Social involvement includes different stages where individuals participate in the different stages of life. Malinowsky describes the structure of a society to have interactions, spread of new knowledge, movements and participation of those within a society. He argued human interaction was kept more alive by face to face interactions therefore need to find social functions that bring people together.
“Owing to their [Kula] magical knowledge they were able to escape dangers, to conquer their enemies, to surmount obstacles, and by their feats they established many a precedent which is now closely followed by tribal custom” (Malinowski 102). Malinowski’s research has proven that notwithstanding the level of development of the community, it implements the existing knowledge, using the traditional structure in the frames of the laws of logical thinking, functioning as an effective mean for meeting the demands of the social organism.
Durkheim, the father of anthropology, defined structuralism as that which bring and keeps a society together such as having similar cultures, from fragmenting away. Drawing the parallels between social and organic life, Durkheim defined the concept of ‘function’ as “the correspondence between it [a social institution] and the needs of the social organism” (Radcliff-Brown 394).
The anthropologist put emphasis on the concept of function, defining the social act as “any way of acting, whether fixed or not, capable of exerting over the individual an external constraint, which is general over the whole of a given society whilst having an existence of its own, independent of its individual manifestations” (Durkheim 59).
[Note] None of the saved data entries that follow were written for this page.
PR #1515, opened 2026-08-05
extract the cohort table update logic

johnduffell:
as per https://github.com/guardian/price-migration-engine/pull/1507#discussion_r3719350058
and this related chat thread: https://chat.google.com/room/AAAAFNJwTZs/klVkH3V68lg/JJXtN3LYqwE?cls=10

This reduces the power of the `processCohortItem` function by stopping it having arbitrary access to the cohort dynamo table.  It has the ability to take exactly one `CohortItem` (as before) but now it can return 0 or 1 `CohortItem` to update back into the table.
(note that the only reason it would return 0 would be if there's a lock contention in zuora, then it will pick it up again on the next attempt)

There are concerns that this would break with the convention of similar functions always returning `Unit` rather than a proper value, but in isolation it makes sense to constrain a function as much as possible by its signature.

### DIFF
--- a/lambda/src/main/scala/pricemigrationengine/handlers/AmendmentHandler.scala
+++ b/lambda/src/main/scala/pricemigrationengine/handlers/AmendmentHandler.scala
@@ -152,9 +152,7 @@ object AmendmentHandler extends CohortHandler {
   private def performAmendmentAttempt(
       cohortSpec: CohortSpec,
       item: CohortItem
-  ): ZIO[Zuora with Logging with SalesforceClient, Failure, Option[CohortItem]] = {
-    // This function performs the amendment (through the migration dispatch)
-    // and updates the Cohort Item.
+  ): ZIO[Zuora with Logging with SalesforceClient, Failure, Option[CohortItem]] =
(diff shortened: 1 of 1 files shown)


lambda/src/main/scala/pricemigrationengine/handlers/AmendmentHandler.scala
```diff
@@ -55,6 +55,7 @@ object AmendmentHandler extends CohortHandler {
             Clock.nanoTime.map(_ < deadline)
           )
           .mapZIO(item => processCohortItem(cohortSpec, item))
+          .mapZIO(_.map(CohortTable.update).getOrElse(ZIO.unit))
```
johnduffell, line 58: now the cohort table is only read and written up at this top level, as processCohortItem returns an optional update to the item
So now we can tell that it only updates zero or one item rather than having general table access (ideally it would also enforce that it is only the exact item that it's processing, but there will need to be more hacking of the types to deal with that)

shtukas (approved):
Well Done!

PR #45, opened 2024-02-29
Chore/Adjust to deletionInfo

Milena-Czierlinski:


packages/runtime/src/useCases/consumption/attributes/GetAttributes.ts
```diff
@@ -35,6 +35,9 @@ export interface GetAttributesRequestQuery {
     "shareInfo.notificationReference"?: string | string[];
     "shareInfo.peer"?: string | string[];
     "shareInfo.sourceAttribute"?: string | string[];
+    deletionInfo?: string | string[];
+    "deletionInfo.deletionStatus"?: string | string[];
+    "deletionInfo.deletionDate"?: string | string[];
```
jkoenig134, line 40: i think there are more Get...Attributes UseCases that need this.

packages/consumption/src/modules/attributes/local/LocalAttribute.ts
```diff
@@ -131,6 +131,9 @@ export class LocalAttribute extends CoreSynchronizable implements ILocalAttribut
         if (typeof peerAddress !== "undefined") {
             isOwnSharedAttribute &&= this.shareInfo!.peer.equals(peerAddress);
         }
+
+        isOwnSharedAttribute &&= !this.hasPeerSharedAttributeDeletionInfo();
```
jkoenig134, line 135: why does the existence of a deletion info changes the type of an attribute?

packages/consumption/src/modules/attributes/local/LocalAttribute.ts
```diff
@@ -115,7 +115,7 @@ export class LocalAttribute extends CoreSynchronizable implements ILocalAttribut
     }
 
     public isRepositoryAttribute(ownAddress: CoreAddress): this is RepositoryAttribute {
-        return this.isIdentityAttribute() && !this.isShared() && this.isOwnedBy(ownAddress);
+        return this.isIdentityAttribute() && !this.isShared() && this.isOwnedBy(ownAddress) && !this.hasDeletionInfo();
```
jkoenig134, line 118: like below - I think the deletion info doesn't change the type.

packages/consumption/src/modules/attributes/local/LocalAttribute.ts
```diff
@@ -147,6 +150,9 @@ export class LocalAttribute extends CoreSynchronizable implements ILocalAttribut
         if (typeof peerAddress !== "undefined") {
             isPeerSharedAttribute &&= this.isOwnedBy(peerAddress);
         }
+
+        isPeerSharedAttribute &&= !this.hasOwnSharedAttributeDeletionInfo();
```
jkoenig134, line 154: see above :)

packages/consumption/src/consumption/CoreErrors.ts
```diff
@@ -150,6 +150,10 @@ class Attributes {
         );
     }
 
+    public cannotSucceedAttributesWithDeletionInfo() {
+        return new CoreError("error.consumption.attributes.cannotSucceedAttributesWithDeletionInfo", "You cannot succeed attributes with a deletionInfo.");
+    }
```
jkoenig134, line 155: I think the error and description doesn't actually show the user what is going wrong (the user doesn't necessarily know about a deletionInfo, just about the deletion itself), so we should just inform the user about the deletion itself but not about the deletionInfo

jkoenig134 (approved):

jkoenig134 (changes requested):
accidentally approved

packages/consumption/src/modules/attributes/local/LocalAttribute.ts
Milena-Czierlinski: RepositoryAttributes are not allowed to have a deletionInfo, since it doesn't make sense. Own shared Attributes may only have the deletionStatus DeletedByPeer or ToBeDeletedByPeer, since DeletedByOwner and ToBeDeleted doesn't make sense and isn't implemented. Vice versa for peer shared Attributes.

packages/consumption/src/consumption/CoreErrors.ts
Milena-Czierlinski: The deletionInfo states that the Attribute may have been deleted by the peer of the Relationship or it may be marked for deletion by yourself or by the owner. So an Attribute may have a deletionInfo, even though no deletion took place, yet. Therefore, I think it is most accurate to use the term deletionInfo. But, I can extent the error message.

slavistan: I'd prefer the technical error message since we're in the consumption library, i.e. _we_ are the user.

packages/consumption/src/modules/attributes/local/LocalAttribute.ts
slavistan: >since it doesn't make sense

By this you mean that we agreed to delete them immediately without any prior process to go through that would warrant a `deletionInfo` to keep track of any state, right?

Just making sure we're on the same boat.

packages/consumption/src/consumption/CoreErrors.ts
jkoenig134: we push this to the runtime and from the runtime to the connector so NO, we aren't :)

jkoenig134: > But, I can extent the error message.
yep, please make sure what the deletion info is about and why you can't do this

slavistan: > we push this to the runtime and from the runtime to the connector so NO, we aren't :)

Well, _if_ we do this, fair enough.

packages/consumption/src/modules/attributes/local/LocalAttribute.ts
Magnus-Kuhn: here also: I think we didn't want to wipe the shareInfo of a shared attribute after deletion, so the isShared check covers this already

packages/consumption/src/modules/attributes/local/LocalAttribute.ts
```diff
@@ -172,6 +175,35 @@ export class LocalAttribute extends CoreSynchronizable implements ILocalAttribut
...
+
+    public hasPeerSharedAttributeDeletionInfo(): boolean {
+        return this.deletionInfo?.deletionStatus === DeletionStatus.DeletedByOwner || this.deletionInfo?.deletionStatus === DeletionStatus.ToBeDeleted;
+    }
+
+    public hasOwnSharedAttributeDeletionInfo(): boolean {
+        return this.deletionInfo?.deletionStatus === DeletionStatus.DeletedByPeer || this.deletionInfo?.deletionStatus === DeletionStatus.ToBeDeletedByPeer;
+    }
+
+    public hasDeletionInfo(): boolean {
```
jkoenig134, line 203: just a small reminder - no direct CTA: this could be a typeguard, which could help you later on (or maybe also now?) when accessing the deletion info.

jkoenig134 (approved):

PR #47, opened 2024-03-01
Feature/Deletion of own shared Attributes

Milena-Czierlinski:


packages/consumption/src/modules/notifications/itemProcessors/attributeDeleted/OwnSharedAttributeDeletedByOwnerNotificationItemProcessor.ts
```diff
@@ -0,0 +1,82 @@
...
+            updatedAttribute = await this.consumptionController.attributes.updateAttributeUnsafe(attribute);
+        }
+
+        const predecessors = await this.consumptionController.attributes.getPredecessorsOfAttribute(attribute.id);
+        for (const predecessor of predecessors) {
+            if (typeof predecessor.deletionInfo === "undefined") {
+                predecessor.setDeletionInfo(deletionInfo, this.accountController.identity.address);
+                await this.consumptionController.attributes.updateAttributeUnsafe(predecessor);
+            }
+        }
```
slavistan, line 64: You could use a single loop over `[attribute, ...predecessors]`. This would get rid of repetition and would communicate more clearly that you're doing the same thing to the attribute and all of its predecessors.

Milena-Czierlinski: I thought about doing so, but I need `updatedAttribute` for the event that is returned and I thought this way it is cleaner than overwriting the variable all the time or filling an array, if I only need one entry, anyway.

packages/consumption/src/modules/notifications/itemProcessors/attributeDeleted/OwnSharedAttributeDeletedByOwnerNotificationItemProcessor.ts
```diff
@@ -0,0 +1,82 @@
...
+        const attribute = await this.consumptionController.attributes.getLocalAttribute(notificationItem.attributeId);
+        if (typeof attribute === "undefined") return;
+
+        attribute.deletionInfo = undefined;
+        await this.consumptionController.attributes.updateAttributeUnsafe(attribute);
+
+        const predecessors = await this.consumptionController.attributes.getPredecessorsOfAttribute(attribute.id);
+        for (const predecessor of predecessors) {
+            predecessor.deletionInfo = undefined;
+            await this.consumptionController.attributes.updateAttributeUnsafe(predecessor);
```
slavistan, line 79: Use a single loop over `[attribute, ...predecessors]` :-)

packages/consumption/src/modules/notifications/itemProcessors/attributeDeleted/OwnSharedAttributeDeletedByOwnerNotificationItemProcessor.ts
```diff
@@ -0,0 +1,82 @@
...
+    public override async rollback(notificationItem: OwnSharedAttributeDeletedByOwnerNotificationItem, _notification: LocalNotification): Promise<void> {
+        const attribute = await this.consumptionController.attributes.getLocalAttribute(notificationItem.attributeId);
+        if (typeof attribute === "undefined") return;
+
+        attribute.deletionInfo = undefined;
+        await this.consumptionController.attributes.updateAttributeUnsafe(attribute);
+
+        const predecessors = await this.consumptionController.attributes.getPredecessorsOfAttribute(attribute.id);
+        for (const predecessor of predecessors) {
+            predecessor.deletionInfo = undefined;
```
slavistan, line 78: Is `DeletedByOwner` -> `undefined` the only legal state transition?

Milena-Czierlinski: Yes, peer shared Attributes may only have the DeletionStatus `ToBeDeleted` (if an according Request was accepted) or `DeletedByOwner`. `DeletedByPeer` and `ToBeDeletedByPeer` are only allowed for own shared Attributes. If the Attribute had the DeletionStatus `ToBeDeleted`, processing this Notification won't change its status (line 53 and 60). Hence, the peer shared Attribute will only be set to the DeletionStatus `DeletedByOwner`, if the DeletionStatus was undefined before. Now, calling the rollback function, we know that we only need to reset it to undefined.

packages/consumption/src/modules/notifications/itemProcessors/attributeDeleted/OwnSharedAttributeDeletedByOwnerNotificationItemProcessor.ts
Milena-Czierlinski: You were right, I can just use `attribute` further on and don't need `updatedAttribute`.

slavistan (approved):

PR #53, opened 2024-03-05
fix/escape regExp correctly

Siolto:
The new RegExp will match following cases:

- www.google.com
- http://www.google.com
- mailto:somebody@google.com
- somebody@google.com
- www.url-with-querystring.com/?url=has-querystring

We need to specially escape the characters for the validation in the app


jkoenig134:
Version bump is missing

jkoenig134 (approved):

PR #54, opened 2024-03-06
fix/correct phoneNumber regExp

Siolto:


packages/content/src/attributes/types/strings/AbstractPhoneNumber.ts
```diff
@@ -4,14 +4,16 @@ import { AbstractString } from "../AbstractString";
...
+    @validate({ min: 3, max: 100, regExp: new RegExp(/^[\d+\-() ]{3,100}$/) })
     public override value: string;
 
     public static override get valueHints(): ValueHints {
         return super.valueHints.copyWith({
             min: 3,
             max: 100,
-            pattern: "/^[d+-x#*()/[] ]{3,100}$/"
+            // prettier-ignore
+            // eslint-disable-next-line no-useless-escape
```
jkoenig134, line 15: it should not be necessary to have these two ignores.

Siolto: prettier is erasing my `\` and eslint complains about useless-escapes. Not sure how I could do it differently

jkoenig134: wtb double backslash?

Siolto: would break the regex in dart... I could do triple backslash 😄  but that would cause the same problem

jkoenig134 (approved):

PR #56, opened 2024-03-06
test/fix race condition, decouple remaining runtime attribute tests

Magnus-Kuhn:


Magnus-Kuhn:
I decided against refactoring the getAttributes / query tests because the intention behind creating more attributes than strictly required might have been to check for false positives.

packages/runtime/test/dataViews/requestItems/ShareAttributeRequestItemDVO.test.ts
```diff
@@ -223,8 +222,8 @@ describe("ShareAttributeRequestItemDVO", () => {
         const baselineNumberOfAttributes = await syncAndGetBaselineNumberOfAttributes(sRuntimeServices, {
             query: { "content.value.@type": "DisplayName", "shareInfo.peer": rAddress }
         });
+        sEventBus.reset();
```
jkoenig134, line 225: the eventbus should be resetted after every test, why is this required?

Magnus-Kuhn: The syncs also process the accept response of the previous test - and the test that should wait for the processing of the current attribute, would instead run after processing of the old attribute causing an error in the status check

jkoenig134: you can also set filters when waiting for events

packages/runtime/test/dataViews/requestItems/ShareAttributeRequestItemDVO.test.ts
```diff
@@ -224,7 +223,6 @@ describe("ShareAttributeRequestItemDVO", () => {
             query: { "content.value.@type": "DisplayName", "shareInfo.peer": rAddress }
         });
         const senderMessage = await exchangeAndAcceptRequestByMessage(sRuntimeServices, rRuntimeServices, requestContent, responseItems);
-        await sEventBus.waitForEvent(OutgoingRequestStatusChangedEvent, (e) => e.data.newStatus === LocalRequestStatus.Completed);
         const dto = senderMessage;
```
jkoenig134, line 226: shouldn't this be re-added? same for other files where events were removed

packages/runtime/test/consumption/attributes.test.ts
```diff
@@ -1110,140 +1110,150 @@ describe("Get (shared) versions of attribute", () => {
     let sOSRAVersion0: LocalAttributeDTO;
     let sOSRAVersion1: LocalAttributeDTO;
     let sOSRAVersion2: LocalAttributeDTO;
```
jkoenig134, line 1112: I don't know when this was introduced, but WHAT IS THIS?! shouldn't those local variables be removed during decoupling the events?

cc @slavistan

packages/runtime/test/dataViews/requestItems/ShareAttributeRequestItemDVO.test.ts
Magnus-Kuhn: this is included in the method `exchangeAndAcceptRequestByMessage` above, I was wrong to put this line in in the first place

jkoenig134: IC

packages/runtime/test/consumption/attributes.test.ts
jkoenig134: IC

Magnus-Kuhn: the helper methods also utilize this setup, are you sure you want this changed? (it would make the helper signatures larger)

packages/runtime/test/lib/testUtils.ts
```diff
@@ -508,12 +508,14 @@ export async function waitForRecipientToReceiveNotification(
 }
 
 /**
- * finds how many attributes will be there in addition to the desired ones
- * Assumes that
+ * finds how many attributes will be there from previous tests in addition to the desired ones
  */
 export async function syncAndGetBaselineNumberOfAttributes(sender: TestRuntimeServices, filter: GetAttributesRequest): Promise<number> {
     await sleep(1000);
```
jkoenig134, line 514: I didn't reviewed the last tests PR, can we get rid of the sleep in any way?

sleeps in tests are bad b/c
1. they bloat the test time (could be that they wait to long)
2. the don't wait long enough and everything explodes

Magnus-Kuhn: I think it's possible but querying the outcoming resp. incoming requests to decide which ones are in the status "recipient accepted but sender has not synced" also feels awkward

Magnus-Kuhn: I have replaced it, but the success of this check run required re-running the mongodb test

jkoenig134: means it becomes flaky b/c you removed the sleep?

Magnus-Kuhn: Tests have always been flaky - the test run that ended up "approving" the merge into main didn't require re-running, then later without any changes it has failed again. Also I re-ran Test #356 from before the change and it also succeeded.

jkoenig134: I mean - sleeps can never be the cure for flakyness. If it's still flaky you should go over the tests again.

Magnus-Kuhn: those specific tests ("check the messageDVO for the sender after acceptance") in the (Complex)ReadAttributeDVO tests look fine to me - I'll ask someone to have a look at it

jkoenig134 (approved):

Durkheim and Radcliff-Brown considered the concept of ‘function’ to be significant for explaining the anthropological processes and phenomena.
As opposed to Levy-Strauss’s theory concerning the significance of the laws of human thinking and structure, Radcliffe-Brown, Durkheim, and Malinowski used the concept of function in their works, emphasizing its importance.
Durkheim, Émile. The Rules of Sociological Method. Trans. Sarah Solovay and John H. Mueller, and ed. George E. G. Catlin. Chicago: University of Chicago Press, 1895. Print.
Levi-Strauss, Claude. Structural Anthropology. Trans. Claire Jacobson and Brooke Schoepf. New York: Basic Books Publishers, 1963. Print.
Malinowski, Bronislav. Argonauts of the Western Pacific. New York: Routledge. 1932. Print.
Radcliffe-Brown, Alfred. “On the Concept of Function in Social Science.” American Anthropologist. 1935. vol. 37, (1935): 394-402. Print.